§ **Work request**
Check every line of the data for the string "message" and copy the ones that have it.

======== Records for this exercise

PR #2303, opened 2023-01-28
Atomic Red Team - JSON Schema Validation CI

MSAdministrator:
**Details:**
I have created a JSON Schema (both JSON and yaml) that verifies that all atomics align with the defined schema. There may need to be discussions about the details in the schema as there are some variation we may need to address.

This will take the all defined atomic yaml files and verify they adhere to our validation standards. This will happen any time a new `push` is made to the repository. This is via the provided validate-schema.yml GitHub action.

**Discussion Points”

* Currently the schema expects that the “type” parameter on input arguments must be capitalized (as this was the majority across all yaml files) so some will fail Currently since they do no adhere to this standard and use lowercase. Should both be allowed? Which is preferable?

**Testing:**
I have tested this locally but I have not tested in GitHub.

By running this script—which I believe the relative paths are correct for inside the GitHub action worker process/container—it will validate all atomics yaml definitions within the ‘atomics’ folder for that PR.

```ruby
require 'yaml'
require "json"
require "json-schema"


schema_file = File.open("./bin/validate/atomic-red-team.schema.yaml").read
schema = YAML.load(schema_file)

# Validating that the attack_technique property is in the correct format. This is based off of the `format: technique_id` attribute in the schema.

format_proc = -> value {
  raise JSON::Schema::CustomFormatError.new("Must be T1234 format.") unless value.match("T#{/[0-9]/}") or value.match("T#{/[0-9]/}\./[0-9]/")
}
# register the proc for format 'technique_id' for schema
JSON::Validator.register_format_validator("technique_id", format_proc)

Dir.glob("./atomics/T*/T*.yaml").each do |atomic_test|
    puts "Attempting to validate Atomic Test #{atomic_test}."
    file = File.open(atomic_test).read
    a_test = YAML.load(file)
    begin
        JSON::Validator.validate!(schema, a_test)
    rescue JSON::Schema::ValidationError => e
        puts "Error of type '#{e.class}' occurred."
        puts "\n#{e.message}"
        raise
    rescue JSON::Schema::JsonParseError => e
        puts e
        raise
    end
    JSON::Validator::fully_validate(schema, a_test, :errors_as_objects => true)
    puts "Successfully validated Atomic Test #{atomic_test}."
end
```

The YAML variation of our new JSON Schema is here:

```yaml
$id: https://json-schema.org/draft/2020-12/schema
title: Atomic Schema
description: A schema for atomics within the atomic-red-team project
type: object
properties:
  attack_technique:
    description: A MITRE ATT&CK Technique ID with a capital T
    type: string
    format: technique_id
  display_name:
    description: Name of the technique as defined by ATT&CK.
    type: string
  atomic_tests:
    description: One or more Atomic tests for a technique
    type: array
    items:
      $ref: "#/$defs/test"
    minItems: 1
    uniqueItems: true
$defs:
  test:
    type: object
    required:
      - name
      - description
      - supported_platforms
    properties:
      name:
        type: string
        description: The name of the test.
      auto_generated_guid:
        type: string
        description: A unique test GUID
      description:
        type: string
        description: A description about the test
      supported_platforms:
        type: array
        description: One or more supported operating system platforms for this test
        uniqueItems: true
        items:
          type: string
          enum:
            - windows
            - macos
            - linux
            - office-365
            - azure-ad
            - google-workspace
            - saas
            - iaas
            - containers
            - iaas:gcp
            - iaas:azure
            - iaas:aws
      input_arguments:
        type: object
        unique: true
        patternProperties:
          "^[a-zA-Z0-9]*$":
            type: object
            anyOf:
              - type: object
                properties:
                  description:
                    type: string
                  type:
                    type: string
                    enum:
                      - Path
                      - Url
                      - String
                  default:
                    type:
                      - string
                      - "null"
              - type: object
                properties:
                  description:
                    type: string
                  type:
                    type: string
                    enum:
                      - Integer
                      - Float
                  default:
                    type:
                      - number
                      - "null"
                required:
                  - description
                  - type
                  - default
      dependency_executor_name:
        type: string
        enum:
          - command_prompt
          - powershell
          - sh
          - bash
          - manual
      dependencies:
        type: array
        unique: true
        items:
          type: object
          properties:
            description:
              type: string
            prereq_command:
              type: string
            get_prereq_command:
              type: string
          required:
            - description
            - prereq_command
            - get_prereq_command
      executors:
        type: array
        unique: true
        items:
          anyOf:
            - type: object
              properties:
                name:
                  type: string
                  enum:
                    - command_prompt
                    - powershell
                    - sh
                    - bash
                    - manual
                elevation_required:
                  type: boolean
                command:
                  type: string
                cleanup_command:
                  type: string
              required:
                - name
                - command
            - type: object
              properties:
                name:
                  type: string
                  enum:
                    - manual
                command:
                  type: string
                elevation_required:
                  type: boolean
                cleanup_command:
                  type: string
                steps:
                  type: array
              required:
                - name
                - steps
```


clr2of8:
Currently people can submit a new test without including the `auto_generated_guid` and the github action will add a unique one in for them. Will this still allow that flow?

clr2of8:
What does the error look like when something fails the schema check? Will it give a descriptive message so that we know exactly what didn't validate?

.github/workflows/validate-schema.yml
```diff
@@ -0,0 +1,24 @@
+name: Validat JSON Schema
```
clr2of8, line 1: typo on validate

bin/validate/atomic-red-team.schema.json
```diff
@@ -0,0 +1,192 @@
...
+                "command": {
+                  "type": "string"
+                },
+                "cleanup_command": {
+                  "type": "string"
+                }
+              },
+              "required": [
+                "name",
+                "elevation_required",
```
clr2of8, line 184: elevation_required is optional and assumed to be false if absent

MSAdministrator:
> Currently people can submit a new test without including the `auto_generated_guid` and the github action will add a unique one in for them. Will this still allow that flow?

Currently the guid is required so I will update the schema to resolve this.

MSAdministrator:
> What does the error look like when something fails the schema check? Will it give a descriptive message so that we know exactly what didn't validate?

I will add a more thorough README.md explaining the usage and common issues.

bin/validate/atomic-red-team.schema.json
MSAdministrator: Thanks for that. I will update to reflect that.

biot-2131:
It might be useful to add some versioning for the schemas that the parsing logic could use. if ver=1.0 then x else x etc... It would help when transiting from one schema definition to another.

MSAdministrator:
> It might be useful to add some versioning for the schemas that the parsing logic could use. if ver=1.0 then x else x etc... It would help when transiting from one schema definition to another.

This is a good point but it does make things trickier potentially as well. Do we want to maintain multiple versions of the schema? This is a larger discussion point between all users of ART.

.github/workflows/validate-schema.yml
MSAdministrator: Fixed

bin/validate/atomic-red-team.schema.json
MSAdministrator: Fixed!

MSAdministrator:
@clr2of8 This is now blocked by #2323 which should be merged into main/master before this PR is merged.

clr2of8 (approved):
Thank you Josh and Hare for the heavy lifting!

PR #2305, opened 2023-01-31
Adding T1562.004 Test 18 - Blackbit - Disable Windows Firewall using netsh firewall

Leomon5:
**Details:**
Adding T1562.004 Test 18 - Blackbit - Disable Windows Firewall using netsh firewall. Within BlackBit ransomware, one of the commands ran is "netsh firewall set opmode mode=disable". While "netsh firewall" has been deprecated and replaced with "netsh advfirewall", the old command still does work, leading to a vector that adversaries can use for firewall disablement.

**Testing:**
Tested on Windows 10.


clr2of8 (approved):
Excellent, thank you.

PR #2313, opened 2023-02-04
T1546.004 added three tests

biot-2131:
**Details:**
Added three tests based on the system and users profile functionality 

**Testing:**
Ubuntu desktop & server


josehelps:
@biot-2131 tests look great, all worked perfectly and verified: 
image

The only thing I would double-check is the clean-up sed command, not sure if it is working as expected, otherwise, these look amazing, thank you for the contribution! 

image

josehelps (approved):

PR #2316, opened 2023-02-06
T1614.001: Add discovery tests for linux

johnbrydon:
Signed-off-by: John Brydon <jbrydon@secureworks.com>

**Details:**
Adds new tests for T1614.001 for Linux. Similar to the Windows tests in this sub technique, these tests can discover system language via several commands that return various environment variables and also by querying system files.

**Testing:**

Testing carried out on RHEL9 (screenshots below) and Ubuntu 20.04.

[Test 2] Testing `locale`:

image

[Test 3] Testing `localectl`:

image

[Test 4] Testing locale file:

image

[Test 5] Testing with builtin `set`:

image

**Associated Issues:**
n/a


josehelps:
@johnbrydon Test executed flawlessly, thank you so much for the contribution! 
image

my only tiny suggestion would be on the `T1614.001-6 Discover System Language by Environment Variable Query ` .. I would implement the grep you suggested since most systems should have that LANG variable set. Right now it prints all the shell set variables which I am not sure if would overwhelm a user.

josehelps (approved):

josehelps:
Going to hold off on merging, for now, to see if you want to make that small adjustment, otherwise, this looks great to me!

johnbrydon:
> 

Thanks Jose, i've implemented the suggestion and the output is much cleaner 👍

josehelps:
LGTM merging!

================

§ **Result of this exercise**
        puts "\n#{e.message}"
What does the error look like when something fails the schema check? Will it give a descriptive message so that we know exactly what didn't validate?
> What does the error look like when something fails the schema check? Will it give a descriptive message so that we know exactly what didn't validate?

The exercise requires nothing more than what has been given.